Disgraced Cardinal George Pell will learn next week whether his final bid for freedom has been successful.
The High Court will hand down its judgment in his case on Tuesday.
Pell is one year into a six-year jail sentence handed down after a jury found him guilty in 2018 of sexually abusing two 13-year-old choirboys at Melbourne's St Patrick's Cathedral in 1996.
He failed in a Victorian Court of Appeal bid last year, after two out of three judges found there was sufficient evidence for the jury to find him guilty.
The former Vatican Treasurer was convicted on the word of one of the choirboys, now in his 30s.

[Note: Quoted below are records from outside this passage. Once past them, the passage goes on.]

PR #322, opened 2015-12-04
serialize access to the connection pool in es-ruby client

jsvd:
a sniffing action triggers the reload of connections which can
close a socket being used by a running request
this patch introduces a mutex so that bulk operations, template
installation and sniffing don't execute at the same time

### DIFF
--- a/lib/logstash/outputs/elasticsearch/http_client.rb
+++ b/lib/logstash/outputs/elasticsearch/http_client.rb
@@ -18,18 +18,27 @@ module LogStash; module Outputs; class ElasticSearch;
       # @options = DEFAULT_OPTIONS.merge(options)
       @options = options
       @client = build_client(@options)
+      # mutex to prevent requests and sniffing to access the
+      # connection pool at the same time
+      @request_mutex = Mutex.new
       start_sniffing!
     end
 
     def template_install(name, template, force=false)
-      if template_exists?(name) && !force
-        @logger.debug("Found existing Elasticsearch template. Skipping template management", :name => name)
-        return
+      @request_mutex.synchronize do
+        if template_exists?(name) && !force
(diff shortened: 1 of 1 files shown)


jsvd:
@andrewvc can you review? :)

lib/logstash/outputs/elasticsearch/http_client.rb
```diff
@@ -18,18 +18,27 @@ def initialize(options={})
...
+        template_put(name, template)
       end
-      template_put(name, template)
     end
 
     def bulk(actions)
+      @sniff_request_mutex.synchronize { synchronized_bulk(actions) }
+    end
+
+    def synchronized_bulk(actions)
```
andrewvc: Errr, this is a weird method name because it is in fact not synchronized. Maybe `unsafe_bulk` or `unsynchronized_bulk` would be more clear?

andrewvc:
Aside from my comment on the method naming LGTM. I do feel strongly that that should be changed however.

lib/logstash/outputs/elasticsearch/http_client.rb
jsvd: makes perfect sense, will change :+1:

jsvd:
@andrewvc done

lib/logstash/outputs/elasticsearch/http_client.rb
```diff
@@ -18,18 +18,27 @@ def initialize(options={})
       # @options = DEFAULT_OPTIONS.merge(options)
       @options = options
       @client = build_client(@options)
+      # mutex to prevent requests and sniffing to access the
+      # connection pool at the same time
+      @sniff_request_mutex = Mutex.new
```
suyograo: @jsvd minor nitpick, but why not just call it `request_mutex`? I was actually confused when I read the code below as to why you were using a sniff_mutex to lock template update request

He came forward in 2014 after the death of the other boy.
After a month-long trial and three days of deliberations, a jury unanimously convicted Pell of four charges over the sexual abuse of the two boys in the priest's sacristy of the cathedral after a Sunday mass in December 1996.

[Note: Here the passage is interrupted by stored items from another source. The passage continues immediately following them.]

PR #327, opened 2015-12-11
Sane retry logic!

### LINKED ISSUE #321: Retry logic does the wrong thing
Currently our retry logic is the following:
1. Retry [409, 429, 503] up `max_attempts` times per batch.
2. Retry network errors infinitely.

As @gingerwizard pointed out this all makes no sense. We would expect 429/503 to retry infinitely. These both mean that Elasticsearch is just too busy to do anything useful.

For the 409 use case there's no reason to retry on the ES output. We should let Elasticsearch handle that with `retry_on_conflict`.

The great thing about this is we'll need _less_ code in this plugin for better performance / functionality!

andrewvc:
Fixes #321

### DIFF
--- a/.travis.yml
+++ b/.travis.yml
@@ -8,4 +8,4 @@ language: ruby
 cache: bundler
 rvm:
   - jruby-19mode
-script: bundle exec rspec spec && bundle exec rspec spec
+script: bundle exec rspec spec && bundle exec rspec spec --tag integration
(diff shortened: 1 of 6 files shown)


suyograo:
@andrewvc can you update the docs too?

andrewvc:
@suyograo aye captain, will do monday!

untergeek:
Sane... I like it!  LGTM™ after the docs have been improved.

andrewvc:
@untergeek @suyograo documentation has been updated. How's it look now?

suyograo:
LGTM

A fifth conviction related to a separate incident when Pell pushed the surviving boy against a wall in a corridor and fondled him.
Australia's highest court has not yet granted the convicted pedophile permission to appeal his sentence.
Instead it heard that application and his appeal arguments simultaneously.
That means the decision of the full-bench of seven judges could go several ways.
A majority or all could refuse his appeal bid altogether, meaning Pell's conviction stands.
They could grant leave to appeal but refuse the appeal, which would also mean Pell's conviction stands.